### THE DATA
PR #817, opened 2024-10-17
remove apt fast from ci setup

likewhatevs:
remove apt fast from ci setup to reduce non-core dependencies and fix ci

### DIFF
--- a/.github/actions/install-deps-action/action.yml
+++ b/.github/actions/install-deps-action/action.yml
@@ -4,25 +4,20 @@ runs:
   using: 'composite'
   steps:
     ### OTHER REPOS ####
-    # turn off interactive, refresh pkgs, use apt fast
+    # turn off interactive, refresh pkgs
     - run: |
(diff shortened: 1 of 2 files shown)


likewhatevs:
> Thanks! Also for fixing the trailing spaces.

Thanks for letting me know about this issue! Also adding a .editorconfig to do that (and specify tabs, not spaces, for edited lines only) is on my to-do list (I think that's how those got automatically removed).

arighi:
> > Thanks! Also for fixing the trailing spaces.
> 
> Thanks for letting me know about this issue! Also adding a .editorconfig to do that (and specify tabs, not spaces, for edited lines only) is on my to-do list (I think that's how those got automatically removed).

I always notice those because of this in my .vimrc :)
```
let c_space_errors=1
highlight WhitespaceEOL ctermbg=red guibg=red
match WhitespaceEOL /\s\+$/
```

PR #818, opened 2024-10-18
scx_lavd: add missing reset_lock_futex_boost()

multics69:
reset_lock_futex_boost() should be called every context switch of a
task. Otherwise, in the worst case, a task and that CPU could block
the preemption. To avoid such a situation, add missing
reset_lock_futex_boost() calls.


multics69:
Performance regression was reported. I will try to address the problem now.

htejun (approved):

htejun (approved):

PR #822, opened 2024-10-20
scx_lavd: misc performance tuning

multics69:
This PR contains the following two performance tunings:
- give more penalty to long-running tasks
- direct dispatch when there is an idle CPU

With these two commits, now `scx_lavd` show more stable performance on `osu!` with heavy background workloads.


1Naim:
This definitely shows an improvement on my system compared to `main`.

```
```

htejun (approved):

PR #824, opened 2024-10-20
scx_layered: fix exit_task ctx lookup err

likewhatevs:
scx_layered: fix exit_task ctx lookup err

when exit_task is called with the cancelled arg, tasks have not been run on sched_ext, so task_ctx may not exist.

do not attempt hard failing lookup when this occurs, just return.


hodgesds (approved):
I think this makes sense

PR #825, opened 2024-10-20
scx_layered: add affinity dsq

likewhatevs:
Add a dsq for tasks with affinity set

If i got this right, it should put all tasks with affinity set into the affinity dsq which should be executable by all CPUs.

This dsq should be consumed after the high fallback dsq.

I think, because I didn't set any cpumask on this new dsq (presuming that's how this works), tasks can be consumed on any cpu (enabling the affinity that was set to be respected)?

This is to fix a tricky to repro issue where tasks w/ affinity set stall.

I left the following commands running for a few minutes and no stalls, so, I don't think this will cause stalls when affinity is set (and it might fix the stalls that happen on things w/ affinity set, sometimes):
```
patso in 🌐 gentoo in scheds/rust/scx_layered on  layered-affinity-stall-fix [$!] is 📦 v1.0.5 via 🦀 v1.83.0-nightly took 2s
❯ sudo ../../../target/debug/scx_layered --run-example --stats 1
23:41:58 [INFO] CPUs: online/possible=32/32 nr_cores=16
23:41:58 [INFO] Topology awareness not specified, selecting enabled based on hardware
23:41:58 [INFO] Layered Scheduler Attached. Run `scx_layered --monitor` for metrics.
###### Sun, 20 Oct 2024 19:41:59 -0400 ######
tot=     10 local=10.00 open_idle= 0.00 affn_viol= 0.00 proc=0ms nodes=1
```

```
patso in 🌐 gentoo in ~
❯ stress-ng -f 10
stress-ng: info:  [1309823] defaulting to a 1 day run per stressor
stress-ng: info:  [1309823] dispatching hogs: 10 fork
```

```
patso in 🌐 gentoo in ~/scratch2 via C v13.3.1-gcc
❯ taskset -p -c 29 1309824
pid 1309824's current affinity list: 0-31
pid 1309824's new affinity list: 29
```

WezTerm 2024-10-20 20 02 49


likewhatevs:
Part of my thinking behind this is like, if something is setting affinity, respect it (i.e. don't migrate) and execute earlier (right after high fallback) because it's probably important and complex.

hodgesds:
I think you can test this with:
```
stress-ng --affinity `nproc`
```

likewhatevs:
doing this a different way

PR #826, opened 2024-10-21
layered: bpf: add layer kind to layer

JakeHillion:
Currently we have an approximation of LayerKind in the BPF code with `open` on
the layer, but it is difficult/impossible to tell the difference between an
Open and a Grouped layer. Add a `kind` field to the BPF `layer` and plumb
through an enum from the Rust side.


hodgesds (approved):
LGTM

PR #829, opened 2024-10-22
Add script for generating per-arch vmlinux.h files

minosfuture:
This script iterates over a list archs and generates vmlinux.h for each. Generated files are put under the corresponding arch directory.

### DIFF
--- a/scripts/gen_vmlinux_h.sh
+++ b/scripts/gen_vmlinux_h.sh
@@ -1,0 +1,112 @@
+#!/bin/bash
+
+# Prerequisite
+#
+# * .config is ready in the linux repo
+# * binary bpftool is installed
+# * can `sudo apt install` cross-compile toolchains
+#
+# Example
+#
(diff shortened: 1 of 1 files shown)


scripts/gen_vmlinux_h.sh
```diff
@@ -0,0 +1,81 @@
...
+}
+
+if ! command -v bpftool &> /dev/null
+then
+    echo "bpftool could not be found. Please install it first."
+    exit 1
+fi
+
+echo "Install cross-compile toolchains:"
+sudo apt install \
```
frelon, line 63: Maybe this could be moved to a comment or readme? To make this work for people who are not using `apt` :wink:

hodgesds: Maybe this could be encapsulated with a set of distro specific wrapper functions.

minosfuture: updated!

htejun (approved):

PR #833, opened 2024-10-22
ci: enable verbose mode when testing schedulers

arighi:
Always run schedulers in verbose mode to be able to catch the details of potential BPF failures.


htejun (approved):

arighi:
I still don't understand why we're getting all these failures, but at least we see the errors now. Will investigate more tomorrow morning if it's not solved yet.

PR #834, opened 2024-10-23
fix ci errors due to __str update in kfunc signature

likewhatevs:
fix ci errors due to __str update in kfunc signature

per the following doc on verifier annotations:

https://www.kernel.org/doc/html/next/bpf/kfuncs.html#str-annotation

the argument to fmt__str needs to be const now.


likewhatevs:
somewhat confident this is the right fix and ci not broken is better than ci broken so merging if signals pass.

arighi (approved):

arighi:
Hm... it looks like all schedulers are a bit broken now.

arighi:
With #836 we should be able to support both old and new kernels.

likewhatevs:
> they're broken if you have an old kernel without the __str kfunc change. I'd be nice to support both ways (somehow), but I'm not sure how

Thanks for catching this. Once 6.12 is out, I plan on adding CI jobs for supported kernel versions (with that being the first).

PR #836, opened 2024-10-23
scx/common.bpf.h: Compatible kfunc string arguments

arighi:
Kernel commit 3e99aee7ce48 ("sched-ext: Use correct annotation for strings in kfuncs") introduced proper annotations for kfunc string arguments, that are now properly considered as const strings.

Commit 29918c0 ("fix ci errors due to __str update in kfunc signature") applied the same change to common.bpf.h, but this broke the compatibility with old kernels that don't have the annotation change.

Support both formats by relying on the compiler to determine the type of the format string.

Fixes: 29918c0 ("fix ci errors due to __str update in kfunc signature")

### DIFF
--- a/scheds/include/scx/common.bpf.h
+++ b/scheds/include/scx/common.bpf.h
@@ -102,7 +102,7 @@ ___scx_bpf_bstr_format_checker(const char *fmt, ...) {}
  * refer to the initialized list of inputs to the bstr kfunc.
  */
 #define scx_bpf_bstr_preamble(fmt, args...)                                    \
-  static const char ___fmt[] = fmt;                                                  \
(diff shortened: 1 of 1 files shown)


arighi:
Nope, it doesn't seem to fix it.... bummer.

multics69 (approved):
Thank you for catching this!

arighi:
Yeah, I haven't been able to figure out a proper solution. Let me close this PR, since it doesn't really fix anything. We can open a new issue for this.

arighi:
Yeah... honestly I'm not a big fan of introducing autoconf mechanics, but at the same time it'd be nice to support old and new kernels... I'll think more about this, I don't have a clean solution at the moment.

PR #838, opened 2024-10-23
scx_common: Make scx_bpf_bstr_preamble declarations global

hodgesds:
Make scx_bpf_bstr_preamble declarations use a non static declaration to make verification easier on older kernels.


hodgesds:
nope!

PR #841, opened 2024-10-23
scx_layered: Add monitor

hodgesds:
Add a monitor timer for scx_layered. For now the monitor is a noop, but can be made more generic to add extra warnings stats when the scheduler reaches a bad state.


htejun (approved):

htejun:
BTW, scx core has stall detection which is also called watchdog. Might be a good idea to use a different name to avoid confusion.

likewhatevs:
I hit the rebase button @hodgesds (perhaps I shouldn't have now that I see it force pushes which kinda makes sense) but yeah just btw

PR #1066, opened 2024-12-07
scx_bpfland: do not rely on scx_utils::autopower

arighi:
Relying on scx_utils::autopower reuires power-profiles-daemon running, this has introduced a regression in certain systems that don't have this service available.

### TASK DIRECTIONS
Set down, word for word, each line from the top of the records above through the line with "PR #818, opened 2024-10-18".

### FINAL ANSWER
PR #817, opened 2024-10-17
remove apt fast from ci setup

likewhatevs:
remove apt fast from ci setup to reduce non-core dependencies and fix ci

### DIFF
--- a/.github/actions/install-deps-action/action.yml
+++ b/.github/actions/install-deps-action/action.yml
@@ -4,25 +4,20 @@ runs:
   using: 'composite'
   steps:
     ### OTHER REPOS ####
-    # turn off interactive, refresh pkgs, use apt fast
+    # turn off interactive, refresh pkgs
     - run: |
(diff shortened: 1 of 2 files shown)


likewhatevs:
> Thanks! Also for fixing the trailing spaces.

Thanks for letting me know about this issue! Also adding a .editorconfig to do that (and specify tabs, not spaces, for edited lines only) is on my to-do list (I think that's how those got automatically removed).

arighi:
> > Thanks! Also for fixing the trailing spaces.
> 
> Thanks for letting me know about this issue! Also adding a .editorconfig to do that (and specify tabs, not spaces, for edited lines only) is on my to-do list (I think that's how those got automatically removed).

I always notice those because of this in my .vimrc :)
```
let c_space_errors=1
highlight WhitespaceEOL ctermbg=red guibg=red
match WhitespaceEOL /\s\+$/
```

PR #818, opened 2024-10-18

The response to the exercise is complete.